The worst things in the world are people. People are unpredictable, hard to trust and even harder to keep. Coincidentally, the best things in life are, you guessed it, people. Its no mystery that I have a pretty small “tribe” as people like to call it. I can count the number of friends I have on one hand with ease. To some that’s a problem, but I know that at any point in time, those 5 people would help me at the drop of a hat. They would be there without question to make sure that I was taken care of. But people are still the worst.

My first interaction with people I generally want to trust them. I want them to be the best person there is and I don’t usually expect them to turn their backs on me. But The Hardest thing about the expectation, is that it is rarely met. Trusting someone means being able to tell them anything, trusting that they will support you and inform you when they shouldn’t. Trusting someone means knowing that they are defending you when you aren’t around. It means being able to vent to them and they won’t use it as fuel in your destruction. Trust is not a finite resource, it is never-ending and should go on even after the relationship has passed. But that happens rarely, and usually only with lots of bumps and bruises on the way. Trusting too easily can get you in as much trouble as not trusting at all. People take advantage of the trust you are willing to give them, people use it as a door into your weaknesses. They use it as a away to break you down and put them on their level. Not everyone, but the ones that don’t, are the ones that deserve your whole life and whole dedication. Once you find those ones, you know you have found your true “tribe”.

Recently I have had some interactions with people surrounding me that make you wonder, why? Why are people so nasty? Is it because it is easier to make others feel inferior than it is to uplift people? Is it easier to make people question their worth than it is to evaluate their own? By no means am I saying that I am a perfect person. I can be mean, I say things out of reaction a lot of the time, and I tend to be a little bit moody. A lot of times my immediate reaction is anger or hurt, which also results in anger, but the most beneficial advice I have ever received is give it 24 hours to react. If something makes you upset, or hurt, or sad or mad or angry, give it 24 hours before you react. Honestly, it is one of the few things that has helped me change my attitude toward life.

If 24 hours pass and you still feel as passionately about the situation as you did initially, then by all means, react. Say what’s on your mind and make your voice heard. But if 24 hours pass and you’re not even sure what the issue was, than you will be glad you waited. In those 24 hours you will find clarity, you will absolutely find the true reason the situation triggered that reaction from deep inside you.
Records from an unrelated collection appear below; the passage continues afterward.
PR #1325, opened 2020-12-30
Make redis lock expiration configurable

hsorellana:
Adds new helm vars for feature configuration

### DIFF
--- a/install/helm/open-match/values-production.yaml
+++ b/install/helm/open-match/values-production.yaml
@@ -188,10 +188,10 @@ open-match-core:
   assignedDeleteTimeout: 10m
   # Maximum number of tickets to return on a single QueryTicketsResponse.
   queryPageSize: 10000
+  # Duration for redis locks to expire.
+  backfillLockTimeout: 1m
 
   redis:
-    # Duration for redis locks to expire.
-    mutexTimeout: 5m
     enabled: true
     # If open-match-core.redis.enabled is set to false, have Open Match components talk to this redis address instead.
     # Otherwise the default is set to the om-redis instance.
--- a/install/helm/open-match/values-production.yaml
+++ b/install/helm/open-match/values-production.yaml
@@ -190,6 +190,8 @@ open-match-core:
   queryPageSize: 10000
 
   redis:
+    # Duration for redis locks to expire.
+    mutexTimeout: 5m
     enabled: true
     # If open-match-core.redis.enabled is set to false, have Open Match components talk to this redis address instead.
     # Otherwise the default is set to the om-redis instance.
--- a/internal/statestore/testing/fake_redis.go
+++ b/internal/statestore/testing/fake_redis.go
@@ -45,7 +45,7 @@ func New(t *testing.T, cfg config.Mutable) func() {
 	cfg.Set("redis.pool.maxActive", PoolMaxActive)
 	cfg.Set("redis.pool.idleTimeout", PoolIdleTimeout)
 	cfg.Set("redis.pool.healthCheckTimeout", PoolHealthCheckTimeout)
-	cfg.Set("redis.mutexTimeout", "5m")
+	cfg.Set("backfillLockTimeout", "5m")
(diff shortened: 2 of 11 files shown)


internal/statestore/ticket_test.go
```diff
@@ -901,6 +901,7 @@ func createRedis(t *testing.T, withSentinel bool, withPassword string) (config.V
 	cfg.Set("redis.pool.idleTimeout", time.Second)
 	cfg.Set("redis.pool.healthCheckTimeout", 100*time.Millisecond)
 	cfg.Set("redis.pool.maxActive", 5)
+	cfg.Set("redis.mutexTimeout", "5m")
```
hsorellana, line 904: Once the test passes, will try deleting this change, because i'm not sure if it is useful here

internal/testing/e2e/cluster_test.go
```diff
@@ -22,6 +22,8 @@ import (
 	"os"
 	"testing"
```
aLekSer, line 24: please remove this blank line

internal/statestore/ticket_test.go
hsorellana: Backfill also uses this, so leaving it as it is

akremsa (approved):

install/helm/open-match/values-production.yaml
```diff
@@ -190,6 +190,8 @@ open-match-core:
   queryPageSize: 10000
 
   redis:
+    # Duration for redis locks to expire.
```
yeukovichd, line 193: I think mutextTimeout should follow enabled parameter

internal/testing/e2e/common.go
```diff
@@ -218,6 +218,7 @@ api:
     httpport: "51509"
 
 redis:
+  mutexTimeout: "5m"
```
yeukovichd, line 221: Is it better to decrease 5m value to just 1m?

hsorellana: Ok, i'll change it

install/helm/open-match/values-production.yaml
hsorellana: and when disabled, how should it be handled in the code??

yeukovichd: Yes, you are right. I suppose if section is not enabled that means all parameters defined in it are not used at all? Maybe it is better to move that parameter to open-match-core? and name parameter like backfillLockTimeout?

hsorellana: Maybe put this configuration before enabled is kind of misleading. On the other hand, i like your suggestion, will change it

internal/statestore/testing/fake_redis.go
```diff
@@ -45,6 +45,7 @@ func New(t *testing.T, cfg config.Mutable) func() {
 	cfg.Set("redis.pool.maxActive", PoolMaxActive)
 	cfg.Set("redis.pool.idleTimeout", PoolIdleTimeout)
 	cfg.Set("redis.pool.healthCheckTimeout", PoolHealthCheckTimeout)
+	cfg.Set("backfillLockTimeout", "5m")
```
yeukovichd, line 48: Hugo could you set 1m everywhere please?

hsorellana: oh i missed this one, fixing it

hsorellana:
@yeukovichd @aLekSer this PR is ready, for one last check and merge 👍

yeukovichd (approved):

Laremere:
This PR of yours adds `backfillLockTimeout`, but #1326 implements the same behavior with `mutexTimeout` while also adding `backfillTimeToLive`.  What's the overall intention here?

hsorellana:
@Laremere both PRs adds two variables: `backfillLockTimeout` (previously `mutexTimeout`) and `backfillTimeToLive`. #1326  is dependent on this PR, since it is outdated with the newest changes done in this PR

Laremere (approved):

This is true in love, in hate, in joy and in sorrow. While your initial reaction may be true, it won’t be what’s best for the situation you are in.

Which brings me back to positivity. We live in a world surrounded by sad headlines, pain and sorrow. We live in a world that is so keen on making sure that they are on top, they forget to help anyone up with them. While I know I am not perfect, I choose not to go out of my way to make myself better than anyone else. I choose not to go out of my way to make people miserable. I’ll be the first to admit that I could be better about making people feel better about themselves, but I know that at least I’m not making sure people are miserable around me. I am a work in progress, just as everyone should be. Once we feel we are untouchable and at perfection, is exactly when we start falling behind and failing as a community. It doesn’t cost you anything to simply be nice. It could cost someone else everything with one comment.